PR #6127, opened 2017-04-08
perl-List-MoreUtils: update to 0.419

Hoshpak:


chneukirchen:
I think this needs a new package for the XS now.

Hoshpak:
I didn't think it was strictly necessary since no software currently in the repository depends on the XS part. It certainly doesn't hurt having the package around to provide the same functionality perl-List-MoreUtils provided previously for people wanting to use it. I added the perl-List-MoreUtils-XS package to the PR.

chneukirchen:
I thought the XS was used automatically, but I may be wrong. Looks good now.

PR #6136, opened 2017-04-08
font-iosevka: Add 01-08 variants

SevereOverfl0w:
Uses the pack distribution to include most of the variants of iosevka.


Gottox:
@diogoleal does this make sense?

diogoleal:
@Gottox yeah! it's correct!

@SevereOverfl0w update this PR to font-iosevka version 1.12.5.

= = = = =

### [AIM OF THE EXERCISE]
What lines above mention "diogoleal"? Copy each one.

### [OUTPUT FOR THIS TASK]
@diogoleal does this make sense?
diogoleal:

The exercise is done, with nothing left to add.